第346話 *ディラン領領軍一個大隊隊長視点


 どうしてこうなった?


 親父の晩酌時の口癖が俺の胸にも浮かぶ。


 これが血統と呼ばれるものなら、うちの血は早いところ絶えた方がいい。


 死ぬって意味じゃなくて爵位を剥奪されるって意味で。


 安全かつ穏便に平民に戻る方法とかねえかなぁ……。


 練兵に明け暮れる担当部隊の様子を偉そうに眺めながら遠い目をしている。


 千人。


 バカなんじゃねえの?


 ともすれば十人でもオタオタしているような指揮官に、アホな戦場が百を越える兵士を任すのも仕方ないと思っていた。


 それがバカの極地戦争だからだ。


 しかしまともな貴族が俺のようなナンチャッテ貴族に一個大隊を預けるわけがない。


 そう思っていた。


 だから結論。


 バカなんじゃねえの(ディラン)?


 なんだ? 代々兵士の家系ってところを買われたのか? それとも死神とやらと踊ったことを勘違いされたのか? え? どうなんだ? 誰か俺に説明してみろよ? おお?


 うちは先祖代々、一兵卒…………


 それが何より安全で安定して稼げるのだから、下手に冒険者で夢を見るより堅実な選択だろう。


 賢いご先祖様には頭が上がらねえや。


 親父が手柄なんぞ上げたばっかりに貴族なんてのに叙されちまったが、本来なら唯々諾々と兵士を続けていた家系だ。


 だがそれも昔の話。


 貴族籍なんてもんが俺の肩書きに付くことになったお陰で、兵士を続けていくのにも色々と面倒な選択肢が生まれることを今は理解している。
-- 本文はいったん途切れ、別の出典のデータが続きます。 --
PR #1644, opened 2025-12-15
Amadeus patches: Advanced Statefulset scaling + Support for updating VolumeClaimTemplates

ductrung-nguyen:
There are several different changes in this PR, in some dedicated commits.
As they have some overlapped parts, it is difficult to split them into different PRs.

**Notes**: Why do we mainly use annotations to control some behavior of the operator instead of updating the CR fileds? Quick answer, to maintain the patches of the CRDs are nightmare for us. Moreover, the CRD deployment is out of our control, and we often need to wait for them to be deployed. This process takes time and slow down our development process.

---
# 1.0. Prefix-based metadata filtering 
### Description

This PR implements prefix-based metadata filtering to give users control over how labels and annotations propagate from the Custom Resource (CR) to the underlying StatefulSet and Pods.

Previously, almost all metadata was copied everywhere. Now you can use specific prefixes to target where you want your labels to go:

*   **`sts-only.*`**: Keys starting with this are added *only* to the StatefulSet metadata (and the prefix is stripped!). They won't appear on the Pod Template, so adding them won't trigger a pod rollout.
*   **`pod-only.*`**: Keys are added *only* to the Pod Template (and excluded from the StatefulSet metadata).
*   **System prefixes**: We now automatically exclude `kubectl.kubernetes.io/*` and `operator.splunk.com/*` prefixes to prevent clutter and conflicts.

Regular labels without these prefixes work exactly as before—propagatating to both.

### Key Changes

*   **`pkg/splunk/common/util.go`**: Added the core filtering logic. It checks for `sts-only.` and `pod-only.` prefixes.
*   **`pkg/splunk/common/statefulset_util.go`**: Implemented `SyncParentMetaToStatefulSet` which handles the transformation (stripping `sts-only.`) and syncing logic.
*   **`pkg/splunk/enterprise/configuration.go`**: Updated the main reconciliation loop to use these new syncing functions instead of the old blind copy.
*   **`pkg/splunk/splkcontroller/statefulset.go`**: Added logic to detect if *only* StatefulSet metadata changed (so we can update the STS object without touching the Pod specs).

### Testing and Verification

Many unit tests are implemented.

For E2E validation:
1.  Update the existing Splunk CR.
2.  Add a label `sts-only.my-tag: true`.
    *   **Verifed**: The StatefulSet has `my-tag: true`.
    *   **Verifed**: The Pods do *not* have `my-tag` (and thus no rollout if added later).
3.  Add a label `pod-only.scrapper: true`.
    *   **Verified**: The Pods have `pod-only.scrapper: true`.
    *   **Verified**: The StatefulSet does *not* have this label.
4.  Add a generic label `environment: prod`.
    *   **Verified**: Both STS and Pods have `environment: prod`.

### Related Issues
https://github.com/splunk/splunk-operator/issues/1652

### PR Checklist

- [x] All tests pass locally.

# 2.0. Flexible scaling
### Description

Makes StatefulSet scaling more flexible by fixing two annoying behaviors:

1. **Scale-down no longer blocks on unhealthy pods** - Previously the operator waited for all pods to be ready before scaling down, which doesn't make sense since removing pods doesn't need healthy pods. Now it just checks if we have more replicas than desired and proceeds.

2. **Scale-up has configurable timeout** - Instead of waiting forever for pods to be ready, users can now set a timeout via annotation. After the timeout, scale-up proceeds anyway (with a warning logged). Default is still "wait forever" to maintain backward compat.

Also includes some defensive improvements to scale-down:
- Better bounds checking in `PrepareScaleDown()` to handle edge cases like manually deleted pods
- Fallback mechanism to query Cluster Manager directly when CR status is stale
- Empty peer status now treated as "decommission complete" instead of blocking

### Key Changes
**New annotations:**
- `operator.splunk.com/scale-up-ready-wait-timeout`: time of waiting for all pods to be ready before scaling up
- `operator.splunk.com/scale-up-wait-started`: **internal** tracking the starting time of scale up wait

**Behavior at a glance** of the new annotation `operator.splunk.com/scale-up-ready-wait-timeout`:

| Annotation value | Result |
| --- | --- |
| (missing) | proceed immediately |
| `"invalid"` | proceed immediately |
| `"0"` or `"0s"` | proceed immediately |
| `"5m"` | wait up to 5 minutes |
| `"-1"` or any negative | wait forever |

### Testing and Verification

**Unit tests added:**
Please check the code for more information.

**Manual E2E testing:**
Was done by scaling up and down cluster often and quickly.

### Related Issues

https://github.com/splunk/splunk-operator/issues/1646

### PR Checklist

- [x] All tests pass locally.

---

# 3.0. Support updating CPU or changing VCT with CPU-awareness option
### Description

This PR introduces 3 major enhancements for better scaling and updates when changing the CPU or Volume Claim Template:

1.  **CPU-aware scaling**: Keeps your total cluster CPU capacity constant when you change Pod sizes. It automatically adjusts replica counts up or down to match the new Pod specs.
2.  **Parallel pod updates**: Speeds up rolling restarts by updating multiple pods at once (e.g., 25%).
3.  **Automatic VolumeClaimTemplate Updates**: Safely handles changes to `VolumeClaimTemplates` (which are normally immutable in K8s).
    *   **Storage Expansion**: Automatically expands PVCs.
    *   **Immutable Changes**: Safely recreates the StatefulSet (orphaning pods) or manages migration for changes like StorageClass or access modes.

We also handles the safe ordering of scaling operations (scale-up first, then scale-down, or vice versa) to ensure capacity is never lost.

This change is fully backward compatible.

### Key Changes

**New Annotations:**
- `operator.splunk.com/preserve-total-cpu` - enables CPU-preserving replica adjustment
- `operator.splunk.com/parallel-pod-updates` - controls concurrent pod updates (< 1.0 = percentage, >= 1.0 = absolute count)

**Behavior:**
- Scale-up: happens immediately when CPU decreases per pod (more pods needed)
- Scale-down: happens gradually with safety checks (waits for new-spec pods to be ready, respects CPU bounds)
- Parallel updates: defaults to 1 pod at a time, configurable via annotation

### Testing and Verification

- Added unit tests for all new helper functions
- Added integration-style tests for CPU-aware scaling scenarios
- Added tests for percentage and absolute parallel update modes
- Existing tests updated to reflect new scale-down prioritization behavior
...

### Related Issues
https://github.com/splunk/splunk-operator/issues/1645
https://github.com/splunk/splunk-operator/issues/1647

### PR Checklist

- [x] All tests pass locally.

---
# 4.0 Supporting improving startup performance on large persistent volumes by configuring `fsGroupChangePolicy`

### Description

This PR adds support for configuring `fsGroupChangePolicy` on Splunk pod security contexts to improve startup performance on large persistent volumes.

When pods with large PVs start up, Kubernetes can spend a long time recursively changing ownership/permissions on all files. By setting the policy to `OnRootMismatch`, we skip this expensive operation if the root dir already has the correct fsGroup - which is the case for most restarts.

### Key Changes

- **api/v4/common_types.go**: Added `FSGroupChangePolicy` field to the common Spec struct. Users can now set this in their CR spec with validation for `Always` or `OnRootMismatch` values.

- **pkg/splunk/enterprise/configuration.go**: Added `getFSGroupChangePolicy()` helper that implements the precedence logic (annotation > spec > default). The default is now `OnRootMismatch` for better out-of-the-box perf.

- **pkg/splunk/splkcontroller/statefulset.go**: Added the `FSGroupChangePolicyAnnotation` constant for the `operator.splunk.com/fs-group-change-policy` annotation.

- **docs/CustomResources.md**: Added docs explaining the feature, configuration options (spec field vs annotation), and the precedence rules.

- **CRD yaml files**: Updated all CRD definitions to include the new field (generated from `make generate` and command `make manifest`

### Testing and Verification

- Added unit tests for `getFSGroupChangePolicy()` covering all precedence scenarios
- Tested with both spec field and annotation configurations
- Verified invalid annotation values fall back gracefully with warning log
- Manual testing on cluster with large PVs showed significant startup time improvement

### Related Issues

https://github.com/splunk/splunk-operator/issues/1648

### PR Checklist

- [x] All tests pass locally.

### DIFF
--- a/api/v4/common_types.go
+++ b/api/v4/common_types.go
@@ -112,6 +112,14 @@ type Spec struct {
 
 	// TopologySpreadConstraint https://kubernetes.io/docs/concepts/scheduling-eviction/topology-spread-constraints/
 	TopologySpreadConstraints []corev1.TopologySpreadConstraint `json:"topologySpreadConstraints,omitempty"`
+
+	// FSGroupChangePolicy defines the policy for changing ownership and permission of the volume
+	// before being exposed inside the Pod. Valid values are "Always" and "OnRootMismatch".
+	// Default is "OnRootMismatch" for improved performance.
+	// Can be overridden by the operator.splunk.com/fs-group-change-policy annotation.
+	// +kubebuilder:validation:Enum=Always;OnRootMismatch
+	// +optional
+	FSGroupChangePolicy *corev1.PodFSGroupChangePolicy `json:"fsGroupChangePolicy,omitempty"`
 }
 
 // Phase is used to represent the current phase of a custom resource
--- a/docs/CustomResources.md
+++ b/docs/CustomResources.md
@@ -15,6 +15,7 @@ you can use to manage Splunk Enterprise deployments in your Kubernetes cluster.
   - [Metadata Parameters](#metadata-parameters)
   - [Common Spec Parameters for All Resources](#common-spec-parameters-for-all-resources)
   - [Common Spec Parameters for Splunk Enterprise Resources](#common-spec-parameters-for-splunk-enterprise-resources)
+    - [FSGroup Change Policy](#fsgroup-change-policy)
   - [LicenseManager Resource Spec Parameters](#licensemanager-resource-spec-parameters)
   - [Standalone Resource Spec Parameters](#standalone-resource-spec-parameters)
   - [SearchHeadCluster Resource Spec Parameters](#searchheadcluster-resource-spec-parameters)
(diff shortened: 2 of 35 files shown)


vivekr-splunk (changes requested):
Thanks for putting the four pieces of this stack in the PR description. I went through this from the operator/product point of view, and I do not think we should merge this combined PR as-is.

The main concern is that this PR establishes a fairly large StatefulSet-management contract before we have aligned the base design. In particular, it introduces several new operator-managed annotations for rollout and transition behavior (`operator.splunk.com/scale-up-ready-wait-timeout`, `operator.splunk.com/preserve-total-cpu`, `operator.splunk.com/parallel-pod-updates`, `operator.splunk.com/fs-group-change-policy`, and the unified transition annotations), while we are currently using #1710 to spike how we want to manage StatefulSet lifecycle, restart/reload ordering, and rolling behavior. That spike is shaping the user-facing contract through CR spec in `rollingUpdateConfig` rather than adding more annotations.

Because of that overlap, I think it would be safer to align on the `#1710` direction first and then layer smaller pieces from here on top where they still add value. Would that direction solve the underlying rollout/update problem you are trying to address here?

A second concern is that this PR also changes the default `fsGroupChangePolicy` to `OnRootMismatch` for all workloads. That may be a useful optimization, but it is still a product-level behavior change and seems safer to review independently than to bundle inside a large StatefulSet-management redesign.

My suggestion would be:
1. align first on the base StatefulSet behavior in `#1710`
2. then bring over the parts that remain needed as smaller follow-up PRs

From what I can see today, the metadata-filtering portion overlaps the direction already being discussed in `#1720`, and the `fsGroupChangePolicy` support also looks like it could be evaluated on its own once the lifecycle/update contract is settled.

 国が保有する戦力を大別すると三つぐらいに分かれる。


 国軍、領軍、騎士団、この三つだ。


 国軍というのは、そのまま国が運営する軍隊で、国のあちこちに派遣されることが多い。


 母数も最大で給料も安定。


 しかし職に就くにあたりある登用試験が難しく、また採点基準も厳しい。


 一度合格さえ貰えれば、その家系での登用がしやすくなるので……わざわざ断わって別の職に就くにはリスクが高くなる。


 だからってわけじゃないが兵士の子が兵士になるのは一般的普通だ。


 ある程度まで功績を積み上げれば爵位に叙されることもある。


 尚の事、職を離れ難い作りになっている。


 うちの親父の代でそれが叶ったとなった時は、親父もまだ純粋に喜んでたんだがな……。
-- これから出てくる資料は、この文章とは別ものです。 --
PR #1688, opened 2026-02-05
Cluster controller first iteration

DmytroPI-dev:
### Description

Cluster controller for CNPG first iteration

### Key Changes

 国軍の要職は爵位持ちしか務められない規則があった。


 そのため要職に持ち上がるための陞爵が行われる。


 貴族籍にある兵士は、要職を狙って国軍に務めるのが大抵だ。


 俺もここに属していた。


 しかし今、籍を置いているのは領軍になる。


 領軍というのは、その領の領主から給料を貰う立場の兵士だ。


 命令系統が国から領主に切り替わるだけで、あとは大体似たようなもんだが……こちらは幾分緩やかな窓口を設置して兵を集めている。


 規律や給料は、その領によってまちまちだ。


 しかし最大の違いは、その領から何処かに派遣されることがないってことだろうか?


 要職は爵位持ちじゃなくても成れる。


 …………お陰様で大隊長だ、どうかしてんな世の中は。


 成れることには成れるんだが……箔付けなんてもんもあるせいか、隊長関連は有名どころが名を連ねるのが慣例だ。
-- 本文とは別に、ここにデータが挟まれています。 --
PR #1702, opened 2026-02-17
Cspl 4375 exclude tests when not needed

kubabuczak:
### Description

Don't run tests when there are no relevant changes

### DIFF
--- a/.github/workflows/distroless-build-test-push-workflow.yml
+++ b/.github/workflows/distroless-build-test-push-workflow.yml
@@ -7,15 +7,15 @@ permissions:
 on:
   pull_request:
     paths-ignore:
-    - 'docs/**'
-    - '*.md'
+      - 'docs/**'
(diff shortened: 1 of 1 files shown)


.github/workflows/kubectl-splunk-workflow.yml
```diff
@@ -9,11 +9,11 @@ permissions:
...
   push:
-    branches: 
-        - feature/CSPL-3152 
+    branches:
+        - feature/CSPL-3152
   pull_request:
-    branches: 
-        - feature/CSPL-3152 
+    branches:
+        - feature/CSPL-3152
```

 大手柄を上げた地元の兵士、名を売った引退冒険者、それこそ流れてきた貴族籍。


 ……ああ、俺も貴族か。


 だったらしょうがねえ、ってか。


 残すところの騎士団ってやつは、俺には関係ないところだが……。


 実家には関係しそうなので覚えている。


 騎士団。


 それは騎士爵位以上の貴族が持つことを有される戦力。


 領軍と似たところもあるが、こちらは精鋭を纏めるのが常だ。


 爵位持ちの騎士は、団を起こした隊長だけでもいいのだが……金を持ってるところは面子を大体貴族で揃えてある。


 つまりは全員が魔法使いという一大戦力だ。


 だからめちゃくちゃ金が掛かる。


 なんせ騎士団の給料は起こした当人が払うらしいので、爵位持ちを面子にいれるなんて木っ端貴族にゃ暴挙の沙汰だ。


 結局は高位の貴族だけが持てる戦力だろう。


 例外があるとすれば『七剣』。


 国が保有する最大戦力である『個人』なのだが……この七剣が騎士団を起こす場合の給料は国が払ってくれることになっている。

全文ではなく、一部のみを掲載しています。